O fenômeno religioso em nossos dias chama a atenção. Ateísmo e ondas de misticismo caminham lado a lado; pode-se mesmo dizer que há um surto quase violento de religiosidade emotiva e irracional, enquanto a fé cristã continua a proclamar sua mensagem perene tentando utilizar os moldes da cultura moderna.

Desde 1965 (ano terminal do Concílio do Vaticano II), existe em Roma um “Secretariado para o Diálogo com os Não Crentes”, encarregado de estudar o ateísmo e a indiferença religiosa. Em 1988, o S. Padre João Paulo II deu a esse órgão o título de “Pontifício Conselho para o Diálogo com os Não Crentes”, confirmando suas atribuições e sugerindo-lhe contactar assiduamente as correntes do pensamento contemporâneo.
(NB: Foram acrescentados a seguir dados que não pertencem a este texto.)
Issue #123, opened 2026-09-02
hosts/<name>/ layout for new installs


olafkfreund:
Part of #121. Depends on the password change landing first.

## Why

`installer/template/flake.nix:22` hardcodes one host by token substitution:

```nix
nixosConfigurations."@hostname@" = nixarchy.inputs.nixpkgs.lib.nixosSystem { … };
```

Adding a second machine means hand-editing a file that was produced by
substituting into a template — exactly the friction #121 exists to remove.

## What to build

```
/etc/nixos/
  flake.nix              generic; only @nixarchy_url@ survives as a token
  flake.lock
  disk-config.nix        the shared function, unchanged
  hosts/<name>/
    default.nix                    username, device, encrypt; imports host.nix + disk-config
    configuration.nix              timezone, keymap, autologin
    hardware-configuration.nix
    nixarchy-apps.nix
```

`flake.nix` becomes roughly:

```nix
nixosConfigurations = builtins.mapAttrs (name: _: nixpkgs.lib.nixosSystem {
  …
  modules = [ … ./hosts/${name} ];
}) (builtins.readDir ./hosts);
```

- The `host.nix` call (`hostname`/`username`) and the `disk-config.nix` call
  (`device`/`encrypt`) move out of `flake.nix` into the per-host `default.nix`,
  which is where the tokens now live. `write_flake()` substitutes into
  `hosts/$hostname/` instead.
- **`nixarchy-apps.nix` is per-host.** Two machines in one repo will want
  different apps, and shared-with-per-host-override is the kind of layering this
  project refuses to build. Someone who wants them shared writes one file and
  imports it from both — which is just Nix.
- `nixarchy-apply` (`modules/apps.nix:847-919`) gets **one conditional**: copy to
  `$NIXARCHY_FLAKE/hosts/$(hostname)/` when that directory exists, else the flat
  path. That fallback is the entire backward-compatibility story.
- Delete `.nixarchy-url` from `installer/mkFlake.nix` while here — it is written
  and read by nothing.

**No migration.** An already-installed machine's flake is its own. New installs
get this layout; old ones keep working untouched.

## Watch out

`installer/mkFlake.nix:38-45` already documents the trap: a flake in a worktree
sees only tracked or staged files, so a new `hosts/<name>/` that is not `git
add`ed does not exist as far as evaluation is concerned.

## Done when

- [ ] `checks.install` boots the new layout end to end
[...]

PR #162, opened 2026-09-02
checks.install gates pull requests

### LINKED ISSUE #144: checks.install gates nothing on a pull request
## What is missing

`checks.install` is the check that answers "does an install work" — it partitions a disk, installs, boots the result on the bootloader the installer wrote, and asserts a rebuild builds nothing. It is the most important check in the repo.

It runs on:

```yaml
# .github/workflows/install-check.yml
on:
  push:
    branches: [main]
  workflow_dispatch:
```

and nightly. **Not on pull requests.** So every PR touching the installer merges on faith, and the first real gate is `main` itself.

That is how #123 nearly went in broken: the `hosts/<name>/` layout changed the module order, `system-path` hashed the new order into a different derivation, and the installer node then tried to build 517 derivations from `hex0-seed` in a sandbox with no network. Green PR CI throughout. It was only caught because it was run by hand against the branch before merging.

## The related gap it does not cover

`main` also went red at `4aa4600` for a different reason: #137 and #141 were each green against a `main` that did not contain the other, and broke together — `checks.installer-wizard` read `configuration.nix` at a path #141 had moved. No amount of per-PR checking catches that; it is what a merge queue is for.

## Options, none obviously right

- **Run it on PRs.** Honest, and it is ~15 minutes on the self-hosted runner. `install-check.yml` already has `concurrency: cancel-in-progress`, so pushes would not pile up.
- **Run it only on PRs that touch the installer**, with a `paths:` filter — cheaper, and the failure above would have been caught since it touched `installer/`.
- **Leave it and require a local run**, but write that down somewhere, because right now nothing says so and the gap is invisible.

The `paths:` filter is probably the right shape. Whatever is chosen, the current state — a check that looks like coverage and gates nothing — is the same failure #138 added a guard against, in a form that guard cannot see.

## Done when

- [ ] Either `checks.install` gates the pull requests that could break it, or a comment in `install-check.yml` says plainly that it does not and why

olafkfreund:
Closes #144.

`checks.install` — the check that partitions a disk, installs, boots the result on the bootloader the installer wrote, and asserts a rebuild builds nothing — ran on `push: main`, nightly, and `workflow_dispatch`. Not on pull requests. So main was the first real gate, and #123 nearly went in broken with green PR CI throughout: the `hosts/<name>/` layout changed the module order, `system-path` hashed the new order into a different derivation, and the installer node tried to build 517 derivations from `hex0-seed` in a sandbox with no network.

### Why a denylist, not the `paths:` allowlist the issue leans toward

Work out what an allowlist would have to name and it is everything. `installer/` and `tests/install.nix` write and drive the install; `modules/`, `pkgs/`, `data/`, `vm/`, `flake.nix` and `flake.lock` are the closure it installs. #141 — the PR that implemented #123 — touched `flake.nix`, `installer/`, `modules/apps.nix` and `tests/install.nix`, four of those at once. What is left over is documentation.

An allowlist of everything-but-docs, written as an allowlist, silently stops covering the next top-level directory someone adds, and still reads like coverage. That is exactly the failure this file is about, one level down. So `**` first, then the handful of paths that provably cannot change what an install produces; dropping something out of coverage now takes a deliberate line.

Simulated against real changes (GitHub's ordered-negation semantics, last match wins):

| change | result |
|---|---|
| #141 (implements #123) | **runs** |
| #137 (installer-wizard check) | **runs** |
| #134 (installer-vm store disk) | **runs** |
| `flake.lock` bump | **runs** |
| `pkgs/` package change | **runs** |
| a brand-new top-level directory | **runs** |
| docs + one installer file | **runs** |
| this workflow itself | **runs** |
| #153 (roadmap, docs only) | skipped |
| `build.yml` alone | skipped |

`.github/**` is excluded because no workflow file can break an install, with `install-check.yml` re-included on the next line: a change to how the gate runs should be tested by the gate running. This PR is that case — it triggers the install check, ~15 minutes, which is the point.

### `cancel-in-progress` was not what the issue thought

#144 says the workflow "already has `concurrency: cancel-in-progress`, so pushes would not pile up". It has it set to **false**, deliberately: this file was split out of `build.yml` precisely because `build.yml`'s workflow-level `cancel-in-progress` reaped the hour-long install every time something else landed on main, so it had never once finished in CI.

That is right for main and wrong for a PR. With cancelling off, three pushes to a branch queue three 15-minute installs of a tree nobody will merge, on the one self-hosted machine that can run them. So it is now `${{ github.event_name == 'pull_request' }}`. `github.ref` is `refs/pull/<n>/merge` on a PR, so each branch keeps its own group and cancelling one never touches another, or main.

### The coverage guard in `build.yml` still passes

Verified under **bash**, not zsh — zsh does not word-split the unquoted `$names`, so the loop iterates once and gives a false PASS. Under bash it does 14 iterations, 2 exempt, 12 covered, none missing. Nothing was removed from this file, so `checks.x86_64-linux.install` is still named here.

### The hole one level up

The guard fails a check named by no workflow. It cannot see a check named only by a workflow that never runs on PRs — the same class of hole. After this change, the checks in that state are exactly two:

- `install-iso` — nightly, ~3h for the ISO build
- `iso-budget` — same job

Both are deliberate, and `nightly.yml` says so at length. So a second guard would be a grep for `pull_request` in the workflows naming each check, plus an exempt list of those two. It is worth having — the value of the first guard is that a deliberate exemption gets written down instead of happening by omission, and that argument does not weaken one level up. Not built here to keep this commit to one decision; happy to follow up.

https://claude.ai/code/session_01HwBrqMo2UWkCenU1B6ebZH

### DIFF
--- a/.github/workflows/install-check.yml
+++ b/.github/workflows/install-check.yml
@@ -12,16 +12,72 @@ name: install check
 # below is why I believed it had been protected.
 #
 # Splitting the file is the fix: this workflow has its own concurrency group,
-# nothing cancels it, and build.yml keeps its snappy PR behaviour.
+# nothing on main cancels it, and build.yml keeps its snappy PR behaviour.
+# (Pull requests are the one place where cancelling is right; see the
+# concurrency block below.)
+
+# It also runs on pull requests, and the filter below is a denylist on purpose.
+#
+# For most of this repo's life it did not. It ran on main and nightly, so the
+# first real gate on "does an install still work" was main itself, and every PR
+# touching the installer merged on faith. #123 is what that costs: the
+# hosts/<name>/ layout changed the module order, system-path hashed the new
+# order into a different derivation, and the installer node then tried to build
+# 517 derivations from hex0-seed in a sandbox with no network. PR CI was green
+# the whole way. It was caught by someone running it by hand, which is not a
+# process.
+#
+# The obvious fix is a `paths:` allowlist naming the installer -- and it is the
+# wrong shape. Work out what it would have to name and the answer is
+# everything: installer/ and tests/install.nix write and drive the install,
+# modules/ and pkgs/ and data/ and vm/ and flake.nix and flake.lock are the
+# closure it installs. #141, the PR that implemented #123, touched flake.nix,
+# installer/, modules/apps.nix and tests/install.nix -- four of those at once.
+# What is left over is documentation. An allowlist of everything-but-docs,
+# written as an allowlist, is a list that silently stops covering the next
+# directory somebody adds, and a filter that misses a path is worse than no
+# filter because it still reads like coverage. That is the same failure this
+# whole file is about, one level down.
+#
+# So: `**` first, and then the handful of paths that provably cannot change
+# what an install produces. A new top-level directory is covered on the day it
+# appears, and dropping something out of coverage takes a deliberate line here.
+# .github/** is excluded because no workflow file can break an install -- with
+# this one re-included on the next line, since a change to how the gate runs
+# should be tested by the gate running.
 
 on:
   push:
     branches: [main]
+  pull_request:
+    paths:
+      - '**'
+      - '!docs/**'
+      - '!README.md'
+      - '!.envrc'
+      - '!.gitignore'
+      - '!.github/**'
+      - '.github/workflows/install-check.yml'
   workflow_dispatch:
 
 concurrency:
   group: install-check-${{ github.ref }}
-  cancel-in-progress: false
+  # Not a constant, and #144 assumed it was one: it read this file as already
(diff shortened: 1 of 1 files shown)


olafkfreund:
Measured on this PR, which is the first one the gate has ever run on: **install passed in 23m28s** (14:45:23Z → 15:08:51Z), against a 45-minute timeout. The issue and this PR's description both said ~15 minutes; that was the figure from a fully warm store on p510. 23 minutes is the number to plan around, and it is still well inside the timeout — but it is also why `cancel-in-progress` on PRs matters more than the 15-minute estimate made it look: two superseded pushes would have held the runner for the better part of an hour.

lint 50s, omarchy 3m49s, system 7m16s, install 23m28s — all green.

O Presidente desse Conselho é o Cardeal francês Paul Poupard, prelado de grande cultura, Reitor do Institut Catholique de Paris, autor de obras referentes à fé católica e ao pensamento de nossos dias.

Em 1985, o Conselho para o Diálogo com os Não Crentes empreendeu um inquérito junto às Conferências Episcopais do mundo inteiro, às Universidades Católicas e a personalidade de renome a respeito da incredulidade e da indiferença religiosa. Tal inquérito trouxe à tona quadros assaz diversificados, espelho da realidade contemporânea: assim originou-se um relatório emanado do Conselho, do qual vão, a seguir, extraídos os tópicos mais relevantes.

O panorama religioso do nosso mundo

O relatório considera cinco setores da humanidade contemporânea.

Países socialistas

A ideologia fundada sobre o materialismo histórico e dialético parece estar no seu ocaso. Ainda ocupa espaço notável, porque sustentada pelos governantes e mentores de tais países. Mas a fachada impressionante e o triunfalismo das palavras e da propaganda escondem uma situação real bem diferente: o edifício construído pela ideologia está vazio, desertado pelas inteligências, desmentido pelos fatos… Os respectivos governantes vão compreendendo que as massas não os seguem; o desmoronamentoda ideologia é patente aos olhos de todos. O homem, desiludido, se vê a braços com a inquietude, a solidão e a angústia.

O Ocidente industrializado e tecnológico

Está contaminado pela mentalidade consumista e pelo hedonismo (ou a procura  do prazer). Em consequência, muitos cidadãos questionam o sentido da vida, cujos grandes objetivos parecem ser tão somente o pragmatismo utilitário e a procura da eficiência a todo custo. Daí se originam o relativismo moral, a indiferença religiosa e o secularismo. O homem que aceite tal modo de pensar e viver, se torna incapaz de experimentar valores transcendentais e procura sua realização no sucesso econômico e no prestígio social.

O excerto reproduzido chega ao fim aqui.